Improve your credibility and attract investors. Your status as an official corporation implies a real legitimacy to your business that will impress potential customers, vendors and lenders, making it easier to generate new business and form partnerships in the community.

Incorporating also makes it easier to raise capital due to the fact that corporations are allowed to attract investors and raise additional funds through the sale of stock. There is no limit on the number of stockholders a corporation may have, and you do not need to be a US Citizen to own or invest in a corporation. We issue beautifully designed, personalized stock certificates for the life of your corporation.

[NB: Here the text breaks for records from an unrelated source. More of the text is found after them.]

PR #148, opened 2016-06-27
lib: fix local modules

TheAlphaNerd:
Seems like testing local folders wasn't working, especially for cases
where `npm pack` had a variety of output. This patch sanitizes the output
and ensures the proper module name is propogated


jasnell:
LGTM

PR #152, opened 2016-07-12
Spring cleaning

TheAlphaNerd:
Some cleaning up of folder structure to make test directory mirror lib directory.

Also adds js prefix to bin folder to simplify code coverage


DavidTPate:
LGTM

package.json
```diff
@@ -6,12 +6,12 @@
...
   "bin": {
-    "citgm": "./bin/citgm",
-    "citgm-all": "./bin/citgm-all"
+    "citgm": "./bin/citgm.js",
+    "citgm-all": "./bin/citgm-all.js"
   },
   "scripts": {
     "test": "npm run lint && npm run tap",
-    "tap": "TAP_TIMEOUT=90 tap test/test-*.js",
+    "tap": "TAP_TIMEOUT=90 tap \"test/**/**/test-*.js\"",
```
rmg: node-tap supports doing the globbing itself? If so, maybe these should be single quotes to make sure the shell doesn't interfere?

test/bin/test-citgm-all.js
```diff
@@ -3,9 +3,9 @@
 var path = require('path');
 
 var test = require('tap').test;
-var spawn = require('../lib/spawn');
+var spawn = require('../../lib/spawn');
 
-var citgmAllPath = path.resolve(__dirname, '..', 'bin', 'citgm-all');
+var citgmAllPath = path.resolve(__dirname, '..', '..', 'bin', 'citgm-all.js');
```
rmg: Same as `require.resolve('../../bin/citgm-all');`, unless there's a reason to avoid it.

rmg:
A couple spots were `path.join(__dirname .... 'something.js')` could be replaced with `require.resolve(...)`, but otherwise LGTM.

test/bin/test-citgm-all.js
TheAlphaNerd: ohhh, I was unaware of require.resolve. I like that I don't need to be all particular about the path to be safe for windows.

package.json
rmg: My mistake, "" _does_ suppress globbing in bash. It doesn't suppress variable expansion, so I had wrongly assumed globs were treated the same.

TheAlphaNerd:
updated based on @rmg's suggestions.

package.json
TheAlphaNerd: either way `'` is nicer than `\"`

PR #153, opened 2016-07-14
reporter: introduce junit reporter

TheAlphaNerd:
This commit introduces a new reporter that can report the results of both
citgm and citgm-all in junit style xml. There is quite a bit of code in
both the reporter and test directory that are touched as part of this
change.

bin:

  - Add the new -j option

lib:

  - Add reporter/junit.js
  - expose junit in reporter/index.js
  - extend reporter/util.sanitize to handle xml

test:
  - rename tap fixtures and update tests accordingly
  - add new fixtures for xml tests
  - add junit tests
  - extend test-reporter.js to include junit


test/reporter/test-reporter-junit.js
```diff
@@ -0,0 +1,107 @@
...
+  junit(outputFile, passingInput);
+  var expected = fs.readFileSync(outputFile, 'utf8');
+  t.equals(expected, passingExpected), 'the file on disk should match the expected output';
+  t.end();
+});
+
+test('reporter.junit(): teardown', function (t) {
+  rimraf(sandbox, function (err) {
+    t.error(err);
+    t.done();
```
sam-github: second day in a row I've seen this, where is it coming from? `t.end()` is the documented API, `t.done()` is mentioned nowhere that I can see: http://www.node-tap.org/api/

cc: @rmg

sam-github: and you use t.end elsewhere, is t.done the same, or different?

TheAlphaNerd: it is an alias. I may as well just change everything to `t.end()` for the sake of simplicity. 

I've updated the instances in this PR and will open another PR to make things consistent in the repo

lib/reporter/junit.js
```diff
@@ -0,0 +1,46 @@
...
+
+var fs = require('fs');
+
+var _ = require('lodash');
+var builder = require('xmlbuilder');
+
+var util = require('./util');
+
+function generateTest(xml, mod) {
+  var output = mod.testOutput ? util.sanitizeOutput(mod.testOutput, '', true) : '';
```
rmg: Does `util.sanitizeOutput()` not handle an empty string as its first argument?

rmg:
The use of `-j` for `junit` is unexpected, since `-j` usually means `--jobs` when it is a flag on build/test tools.. but that's probably as relevant as my beard length is to the actual PR.

Actually, there's a legitimate way of restating that.. the `--option value` pattern would probably favour `--format junit` and `--output tests.xml`. That's pretty nit-picky, though.

The mixing of functional and imperative styles (lodash + xml) kind of makes me sad, but it's probably not really avoidable given the exposed APIs (sorry, I didn't look to verify).

lib/reporter/junit.js
TheAlphaNerd: fixed

TheAlphaNerd:
I've updated the PR in response to all of @rmg's notes, thank you for the review. The only thing that I did not change was rolling all the reporters into a single format flag. 

/cc @nodejs/build can I get some LGTM's?

jasnell:
LGTM (did not do a thorough review but nothing stands out as potentially problematic)

mhdawson:
LGTM

jbergstroem:
LGTM

PR #155, opened 2016-07-22
bin: add --node-bin flag for choosing test-node

bengl:
This options selects which node binary to run for `npm test` only.

---

I'm testing a "simluated"/"non-real"/"kinda weird" implementation of node. In it, `npm install` runs particularly slowly. This change ensures that the first `node` on the `$PATH` is used to run `citgm` and its `npm install`, as before, but now `npm test` is run using the node binary passed in as `--node-bin`.

### DIFF
--- a/bin/citgm-all.js
+++ b/bin/citgm-all.js
@@ -30,6 +30,9 @@ app
     'Path to the node source to use when compiling native addons'
   )
   .option(
+    '-p, --test-path <path>', 'Path to prepend to $PATH when running tests'
+  )
+  .option(
     '-n, --no-color', 'Turns off colorized output'
   )
   .option(
@@ -72,6 +75,7 @@ if (!app.su) {
 var options = {
   lookup: app.lookup,
   nodedir: app.nodedir,
+  testPath: app.testPath,
   level: app.verbose,
   npmLevel: app.npmLoglevel,
   timeoutLength: app.timeout
--- a/bin/citgm.js
+++ b/bin/citgm.js
@@ -35,6 +35,9 @@ app
     'Path to the node source to use when compiling native addons'
   )
   .option(
+    '-p, --test-path <path>', 'Path to prepend to $PATH when running tests'
+  )
+  .option(
     '-n, --no-color', 'Turns off colorized output'
   )
   .option(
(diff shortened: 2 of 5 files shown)


TheAlphaNerd:
ohh... this can definitely help with some of the tests we were hoping to do for different binaries to test for ABI breakages! Will review properly tomorrow

bengl:
Forgot to mention: my super-cool non-node thing (let's call it `foo`) also changes the $PATH, so that "node" processes spawned by it will actually also be `foo`. This is needed since `npm test` spawns new processes.

I suppose I could change this so that the `$PATH` is modified, to handle generally `node`-ish cases that don't modify the `$PATH`? That could be dangerous though.

bengl:
Thought about this a bit. It makes most sense to me to prepend to `$PATH` before running npm test. That'll make my use case work as well as testing different binaries for API breakage. I'll redo it this morning.

TheAlphaNerd:
@bengl you can overwrite the path that is passed to the child process 

https://github.com/nodejs/citgm/blob/master/lib/npm/test.js#L60

`options.env.path = 'path/to/node:' + process.env.path;`

bengl:
Turns out this doesn't actually do what I need, so closing for now.

TheAlphaNerd:
can you elaborate a bit? This seemed like something that could be useful

bengl:
It turns out `npm` was resetting the `$PATH` based on `process.execPath`, which was ruining things for me. I've fixed my `fake-node` so it sets `process.execPath` in a nicer way to npm can pick it up, but I still need to verity that this is valid/correct. I'll reopen once I've done that.

bengl:
Yep. As long as `fake-node` sets `process.execPath` correctly this is legit.

TheAlphaNerd:
@bengl can you elaborate on this?

In the use case I am imagining we would like to use a certain version of node to run npm install, and then another version to run npm test. These will both be binaries... where does the `process.execPath` need to be set?

bengl:
In that use case, it doesn't matter. It's probably unique to my use case. In my use case, I'm not using a raw node binary as my `node`. It's more like `node my-fake-node.js` with a shim bash script to invoke it. So I had to change that, as `npm` resets the `$PATH` based on it.

TL;DR: I need a shim script. Most use cases (like the one you're describing) don't.

TheAlphaNerd:
please rebase

TheAlphaNerd:
LGTM

TheAlphaNerd:
landed in 67ae086

PR #156, opened 2016-07-22
bin: add --fail-flaky, to always fail on failures

bengl:
With the flag enabled, all "flaky" data in `lookup.json` is ignored,
so that failures always count as failures.

---

I'm comparing a node-like environment with "real" node, so I want to have a correct count of failing modules in the TAP output, without having to modify the `lookup.json`.

### DIFF
--- a/README.md
+++ b/README.md
@@ -77,6 +77,7 @@ Options:
   -m, --markdown              Output results in markdown
   -t, --tap [path]            Output results in tap with optional file path
   -o, --timeout <length>      Set timeout for npm install
+  -f, --fail-flaky            Ignore flaky flags. Don't ignore any failures.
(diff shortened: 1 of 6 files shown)


TheAlphaNerd:
LGTM

TheAlphaNerd:
landed in 7cfe4d8

bengl:
I've rebased this, and added an extra test (alongside the one that was added for regression testing flaky in 0b10993).

TheAlphaNerd:
@bengl can you please add documentation to the README and the man docs please

bengl:
@TheAlphaNerd fixed. also the man page was slightly borked around `uid`, so fixed that while i was there.

TheAlphaNerd:
landed in b2a9ee4f7c

PR #158, opened 2016-07-26
citgm: fix flaky

TheAlphaNerd:
I don't know how this ever worked.


jbergstroem:
Haven't tested but it looks good to me.

PR #159, opened 2016-08-11
lookup: add ember-cli

TheAlphaNerd:
Currently this PR adds only `ember-cli` to the citgm lookup table. I think it would also be good to consider other highly depended on + tested repo's that make up the ember ecosystem.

Unlimited life and easy ownership transfer. Corporations have perpetual life. This means that the life of your business extends beyond that of an owner, principal or partner. In the event of long-term disability or death, the corporation still exists. Ownership of the corporation can be easily transferred through simple sale of stock. This transferability of ownership interest is a great benefit of the corporation.


DISADVANTAGES

While a corporation may be the most popular business entity, it is important that you are aware of some disadvantages of this structure:

Subject to governmental regulations. Corporations are monitored by federal, state and some local agencies, and must maintain certain formalities to comply with the regulations. Due to the necessary paperwork, corporations require more time and money than some other forms of business organization.

Double taxation. Corporations may result in higher overall taxes. Dividends paid to shareholders are not deductible from business income, and are taxable by the shareholders. Income is first taxed at the corporate level at corporate tax rates. Then when the corporation issues dividends to its shareholders, the same money is taxed again at shareholder level. This can be difficult for small business owners, but can be eliminated by making the Sub-Chapter S election.


"S" CORPORATIONS

The Sub-Chapter S election is made by the shareholders of the corporation, and requires an additional filing with the IRS. Unlike the traditional C corporation, the S corporation pays no corporate tax. This designation is often ideal for small businesses and individuals since it prevents double taxation (once to the corporation and again to the shareholders) while providing both limited liability and an enduring structure. Generally, an S corporation is exempt from federal income tax other than tax on certain capital gains and passive income. Owners of an S Corporation can also save on employment taxes by taking distributions instead of salary, if there are no employees.

S Corporations are subject to certain restrictions and must adhere to associated guidelines. The maximum number of stockholders for an S Corporation is 100, and all stockholders must be citizens or permanent residents of the United States.

S Corporations may only issue one class of stock, which may effect the corporations ability to raise capital. No more than 25 percent of the gross corporate income may be derived from passive income and an S Corporation must adopt a calendar year, rather than a fiscal year.